Mass Transit Administration (DDOT)
As Resource Allocation Officer, I achieved seven years of balanced budgets, in funding the operating and capital cost of Washington Metropolitan Transit Authority (WMATA), a Tri State Agency responsible for Heavy Rail, Bus and Para-Transit services in DC, Virginia and Maryland for the District of Columbia Government from 2003 to 2009.
Department of Public Works (DDOT)
In 2003, five hundred (500) calls was coming in daily from users who did not get value for money deposited in parking meters deployed on city streets. In addition, there was a seven year $12 million dollar Contract with Lockheed Martin IMS Division. Under terms of the contract, the parking meters will revert to District Government ownership at the end of seven years. It did not make sense for the District to Inherit worthless meters at the end of the contract term. What made sense was to sanitize the meters by fixing the bugs, and as reward, purchase more meters and grow meter revenue to $20 million per year. Working with a team of Engineers from Duncan Industries, Dr. Onyekwere was able isolate the problem to internal working mechanisms of the meter susceptible to moisture and plastic elements affected by coin drops. Once the fix was provided, capital provisions were made in the 2004 Fiscal year budget for one thousand new parking meters with a projected revenue of $20m.

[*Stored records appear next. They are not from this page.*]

PR #3792, opened 2021-08-23
Handle failing tests for `build` command

### LINKED ISSUE #3597: Change the way we handle tests (if parent test fails then don't run non-test children)

kwigley:
resolves #3597 

### Description

This PR add additional edges to the DAG representation of node dependencies for a compiled project. It "just works" with how node selection is designed. The major takeaway here is we want a given node to depend on tests belonging to any upstream nodes. The caveat is that the test can only depend on nodes that are upstream of the given node in order to create this dependency, else this could open up the possibility of circular dependencies (ew, we love DAGs). This ensures that when running tasks that execute multiple different types of resources (`dbt build`), models will depend on all upstream dependencies having passing tests, else it will be skipped during execution.

### Checklist

### DIFF
--- a/core/dbt/compilation.py
+++ b/core/dbt/compilation.py
@@ -395,15 +395,20 @@ class Compiler:
                 if node.resource_type != NodeType.Test:
                     test_dependencies = manifest.get_tests_for_node(dependency)
                     for test_dependency in test_dependencies:
-                        linker.dependency(
-                            node.unique_id,
-                            test_dependency
-                        )
+                        if (
+                           test_dependency not in node.depends_on_nodes and
+                           node.unique_id not in manifest.nodes[test_dependency].depends_on_nodes
+                        ):
+                            linker.dependency(
+                                node.unique_id,
+                                test_dependency
+                            )
 
                 linker.dependency(
                     node.unique_id,
                     (manifest.nodes[dependency].unique_id)
                 )
+
             elif dependency in manifest.sources:
                 linker.dependency(
                     node.unique_id,
@@ -421,6 +426,7 @@ class Compiler:
             self.link_node(linker, exposure, manifest)
 
         print(linker.graph.edges)
+
         cycle = linker.find_cycles()
 
         if cycle:
--- a/core/dbt/compilation.py
+++ b/core/dbt/compilation.py
@@ -390,9 +390,16 @@ class Compiler:
         self, linker: Linker, node: GraphMemberNode, manifest: Manifest
     ):
         linker.add_node(node.unique_id)
-
         for dependency in node.depends_on_nodes:
             if dependency in manifest.nodes:
+                if node.resource_type != NodeType.Test:
+                    test_dependencies = manifest.get_tests_for_node(dependency)
+                    for test_dependency in test_dependencies:
+                        linker.dependency(
+                            node.unique_id,
+                            test_dependency
+                        )
+
                 linker.dependency(
                     node.unique_id,
                     (manifest.nodes[dependency].unique_id)
@@ -412,8 +419,8 @@ class Compiler:
             self.link_node(linker, node, manifest)
         for exposure in manifest.exposures.values():
             self.link_node(linker, exposure, manifest)
-            # linker.add_node(exposure.unique_id)
 
+        print(linker.graph.edges)
         cycle = linker.find_cycles()
 
         if cycle:
--- a/core/dbt/compilation.py
+++ b/core/dbt/compilation.py
@@ -158,13 +158,23 @@ class Linker:
                 resolved_graph.add_edge(predecessor, node)
                 predecessor_tests = manifest.get_tests_for_node(predecessor)
                 for test in predecessor_tests:
-                    test_predecessors = set([
-                        n for n in nx.traversal.bfs_tree(self.graph, test, reverse=True)
-                        if n != test
-                    ])
+                    # test_predecessors = set([
+                    #     n for n in nx.traversal.bfs_tree(self.graph, test, reverse=True)
+                    #     if n != test
+                    # ])
+                    test_depends_on = set(manifest.nodes[test].depends_on_nodes)
+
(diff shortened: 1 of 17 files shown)


kwigley:
I've put this through a lot of testing locally, but would love some help making sure this covers all use cases. Please call out any specific use cases we should add some automated testing for as well!

core/dbt/compilation.py
```diff
@@ -142,11 +154,77 @@ def write_graph(self, outfile: str, manifest: Manifest):
...
+                    upstream_tests += _get_tests_for_node(
+                        manifest,
+                        upstream_node
+                    )
+
+                for upstream_test in upstream_tests:
+                    # Get the set of all nodes that the test depends on
+                    # including the upstream_node itself. This is necessary
+                    # because tests can depend on multiple nodes (ex:
+                    # relationship tests). Test nodes do not distiquish
```
jtcohen6, line 210:
```suggestion
                    # relationship tests). Test nodes do not distinguish
```

jtcohen6 (commented):
This is awesome! Totally working locally. I confirmed it finds a cycle when it should, too.

I'd definitely like to see a more complex test cases that includes tests with multiple, non-consecutive parents (`relationships` or custom ~data~ ~bespoke~ singular tests), i.e. the edge case that you were most recently working to handle over the last few weeks.

gshank (approved):
This looks really good! And excellent comments too.

I do wonder if we could store information in the nodes so that we don't have to loop through the entire list of manifest nodes, but that's something we can look at in the future.

core/dbt/compilation.py
```diff
@@ -142,11 +154,77 @@ def write_graph(self, outfile: str, manifest: Manifest):
...
+        #   |        \/
+        #  \/      test 2
+        # test1
+        #
+        # Produce the following graph:
+        # model1 --> model2 --> model3
+        #   |         |         /\ /\
+        #   |        \/         |  |
+        #  \/      test2 -------   |
+        # test1 -------------------
```
nathaniel-may, line 180: Love this comment.

test/integration/069_build_test/tests-failing/test.yml
```diff
@@ -0,0 +1,18 @@
+version: 2
+
+models:
+  - name: model_0
+    columns:
+      - name: iso3
+        tests:
+          - unique
+          - not_null
```
nathaniel-may, line 9: do these create the tests with the graph? 

Maybe we should add a readme to this test to describe what's going on.

nathaniel-may (approved):
Very clean. I agree with the previous reviewers that a larger more rigorous test project would be useful here, but otherwise it LGTM.

iknox-fa:
This all looks great @kwigley!  My only concern with this approach (and the reason I didn't use something similar) is that doing a lot of graph re-creation may chew through more CPU than we'd like (especially given networkx doesn't utilize multiple cores IIRC).  Have you A/B tested this on some large  project a-la `internal-analytics`?  Might be worth checking so we know what to expect.

core/dbt/compilation.py
```diff
@@ -142,11 +154,77 @@ def write_graph(self, outfile: str, manifest: Manifest):
         include all nodes in their corresponding graph entries.
         """
         out_graph = self.graph.copy()
-        for node_id in self.graph.nodes():
+        for node_id in self.graph:
             data = manifest.expect(node_id).to_dict(omit_none=True)
             out_graph.add_node(node_id, **data)
         nx.write_gpickle(out_graph, outfile)
 
+    def resolve_graph(self, manifest: Manifest):
```
iknox-fa, line 162: We haven't been doing this consistently (I include myself in this), but the idiomatic way to do this type hint should probably include `-> None`.  Super minor, but mypy will carp about it when (if) we ever crank up the strictness.

kwigley:
> This looks really good! And excellent comments too.
> 
> I do wonder if we could store information in the nodes so that we don't have to loop through the entire list of manifest nodes, but that's something we can look at in the future.

@gshank I agree, there is room for refactor. This leads to my only concern that @iknox-fa noted, perf. I'll get a sense of timing and report any further concerns.

core/dbt/compilation.py
```diff
@@ -412,13 +424,80 @@ def link_graph(self, linker: Linker, manifest: Manifest):
...
+        self.resolve_graph(linker, manifest)
+
+    def resolve_graph(self, linker: Linker, manifest: Manifest) -> None:
+        """ This method adds additional edges to the DAG. For a given non-test
+        executable node, add an edge from an upstream test to the given node if
+        the set of nodes the test depends on is a proper/strict subset of the
+        upstream nodes for the given node. """
+
+        # Given a graph:
+        # model1 --> model2 --> model3
```
leahwicz, line 442: Great visualization!

core/dbt/compilation.py
```diff
@@ -107,6 +107,18 @@ def _extend_prepended_ctes(prepended_ctes, new_prepended_ctes):
...
 
 
+def _get_tests_for_node(manifest: Manifest, unique_id: UniqueID) -> List[UniqueID]:
+    """ Get a list of tests that depend on the node with the
+    provided unique id """
+
+    return [
+        node.unique_id
+        for _, node in manifest.nodes.items()
+        if node.resource_type == NodeType.Test and
```
leahwicz, line 117: I don't understand Python syntax but does the `if` not need to be indented under the `for` loop?

kwigley: Nope, not here 😎 This is just one long line using [list comprehension](https://docs.python.org/3/tutorial/datastructures.html#list-comprehensions) that I broke up into multiple lines! It is almost equivalent to:
```python
result_list = []
for _, node in manifest.nodes.items():
    if node.resource_type == NodeType.Test and unique_id in node.depends_on_nodes:
        result_list.append(node.unique_id)
return result_list
```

Office of the Chief Financial Officer (DDOT)
Conducted and completed the Fixed Assets Inventory that was instrumental in the District of Columbia achieving a clean audit and establishing that It had control of assets purchased with public funds as required by the Financial Control Law established by US Congress under the DC Oversight Law in 1997. Received written commendation from the Comptroller.
Traffic Safety Administration (TSA)
Restructured the $124 million Traffic Safety Administration. Traffic Safety was responsible for installation and maintenance of Street Lights on all streets and is a federally funded program at one hundred percent. Most of the installation was handled through private contractors, although the government maintained control post installation. Having completed the creation of eight infrastructure project teams at IPMA, all that was required was to carve up the traffic lights by city location and embed them into the existing project teams as additional team member component.
More detailed achievements, references and testimonials are confidentially available to clients upon request.
This service is primarily available to the following industry sectors:
Major functions of government in a rapidly developing and urbanizing cities of the world include development and delivery of public goods for a young and teeming population that is changing with the rate of technological penetration and market transformation. In this rapidly evolving environment better ways of service delivery will be determined by value innovation. The ability to meet regulatory and environmental demands can only be assessed by engagement of consultancy services in an era where budgets are finite and dwindling resources. Provision of public goods such as transportation alternatives in growing cities require assessment of current organizational capacity, technological requirements and cost to delivery including sustainability. The assessment of competencies and capabilities present in a government agency responsible for delivery of public goods such education, public transit, transportation alternatives requires precise knowledge of ability to carry out planned objectives that meet public expectations. Consultant service engagement offers flexibility in meeting challenges posed by program completion deadlines where the expectation of decision makers is to determine the level of service that matches available budgetary resources.
Non-Profits & Charities
As with a government agency responsible for the provision public goods, Non-profits and Charities serve the special needs of a population. For example the Red Cross maintain blood banks throughout an area defined by geographical boundary. To be effective in delivering this service, it must monitor capacity levels for both incoming and out-going blood by type and availability. Management insight and ability to forecast demand for blood becomes critical to mission accomplishment. Regulatory compliance describes the goal that organizations aspire to achieve in their efforts to ensure that they are aware of and take steps to comply with relevant laws and regulations. Conforming to the myriad of ever changing rules, policies, standards and laws can be daunting in an environment where budgets are limited. Not only is it important to keep current on all the regulations impacting your organization, it is important to maintain a working knowledge of the various new technologies and options that are available to meet compliance requirements Consultancy services engagement could become useful to aid management in assessing organizational capacity through a thorough SWOT analysis, reduce unnecessary duplication of resources and allowing management to focus on other mission critical elements such as staffing and strategy.
State Owned Enterprises
State owned enterprises (para-statals) abound in many emerging market and developed countries today delivering services in transportation, water, social services and other public goods areas of the economy. The thought of government owned commercial companies competing side by side privately funded commercial companies appear paradoxical and is a source of trade friction between say China and its trading partners. To ameliorate the myriad of trade disputes in rapidly growing markets, reforms are necessary to align these entities with market orientation. A well-defined management audit can assist reforms by identifying clusters or parts of the company with greater enterprise value that help attract investors.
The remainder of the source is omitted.